Dr Boreham’s Crucible: 4D Medical

Small Caps | Apr 23 2024

By Tim Boreham, Editor, The New Criterion

ASX code: ((4DX))

Shares on issue: 391,374,870; Market cap: $223.1m

Chief executive officer: Prof Andreas Fouras

Board: Lilian Bianchi (chair), Prof Fouras, Dr Robert Figlin, John Livingston (executive director), Julian Sutton, Dr Geraldine McGinty (Bruce Rathie and Evonne Collier resigned in November 2023)

Financials (December half 2023): revenue $793,000 (up 63%), research and development concession/government grants $7.1m (up 18%), loss -$14.8m (-$16.3m deficit previously), cash of $47.9m (down -31%).

Identifiable major shareholders: Andreas and Helen Fouras 16.8%, Ryder Innovation Fund 1.8%, Alex and Christine Petrou 0.72%, Damen Diamantoulos 0.75%

The world’s only provider of “four-dimensional” lung imaging software, 4D Medical has US$280bn reasons to thank the US Congress - and President Joe Biden - for signing off on a clumsily-worded piece of legislation.

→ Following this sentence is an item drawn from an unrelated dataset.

PR #8246, opened 2022-09-14
Use quantised gradients in gpu_hist histograms

RAMitchell:
Floating point addition and subtraction is causing small numerical errors in the learning process, sometimes causing the algorithm to create splits on 'phantom' gradients. We can solve this by consistently working with gradients in a high precision quantised format, only converting back to floating point for the final gain or weight calculations.

This PR is the first of 2 PRs, converting histogram related calculations to use quantised gradients.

The title: ‘The Sergeant First Class Heath Robinson Honouring Our Promise to Address Comprehensive Toxics (PACT) Act.’

Passed by Congress last month, PACT addresses a range of respiratory illnesses and cancers borne by veterans exposed to burn pits and other toxic nasties while on service.

Sgt Robinson was an Ohio army medic who died in 2020 from lung cancer, attributed to toxic exposure as a result of his military service in Iraq in 2006 and 2007.

As the name suggests, burn pits are bulldozed holes created on deployment, in which all sorts of items and substances are combusted indiscriminately. The result is plumes of acrid, black smoke.

The tangible monetary support for healing these “invisible wounds of war” is a boon for 4D Medical, which has developed the non-invasive screening tech to identify the resulting respiratory illnesses and loss of lung function.

It’s no small matter: 5.5m US veterans deployed to Middle East conflicts have developed hard-to-diagnose diseases - such as constrictive bronchiolitis - that current screening methods cannot detect.

Of course, not every lung problem is burns-pit related but there’s a reverse onus for the medics to show the pits weren’t the cause of the ailment.

About the tech

4D’s patented XV Technology platform enables doctors to understand ‘regional’ airflow in the lungs, thus identifying illnesses with greater efficacy as patients breathe.

4D’s tools supplement - but do not replace - the images produced by conventional x-rays, computed tomography (CT), magnetic resonance imaging (MRI) and the relatively crude spirometry (breathing into a handheld device to measure the amount of air expelled).

The technology underpins XV Lung Ventilation Analysis Software (XV LVAS), which quantifies lung ventilation. A variant, CT LVAS is - you guessed it - an adjunct to computed tomography (CT).

XV LVAS interfaces with current imaging techniques by uploading the images to produce a “rich high-resolution picture of the lungs”. The fourth dimension (4D) is time.

The technology ‘sees’ what the lung is doing. 4D’s imaging can detect conditions including emphysema, chronic obstructive pulmonary disease (COPD), lung cancer, asthma, pulmonary and cystic fibrosis and occupational diseases such as silicosis.

In August 2022, 4D announced the results of a study for the burns pit disease constrictive bronchiolitis, carried out at the Vanderbilt University Medical Center in Nashville, Tennessee.

Preliminary results confirmed 4D’s tech could detect the disease - which affects the lung’s smallest airways of 1.0mm or less - when CT and pulmonary tests could not.

In May 2020, the US Food and Drug Administration (FDA) granted the XV LVAS clearance for imaging any lung indication, while Australia’s Therapeutic Goods Administration (TGA) followed suit in September last year.

In late November last year, the FDA also ticked off CT-LVAS, thus greatly expanding 4D’s potential market reach.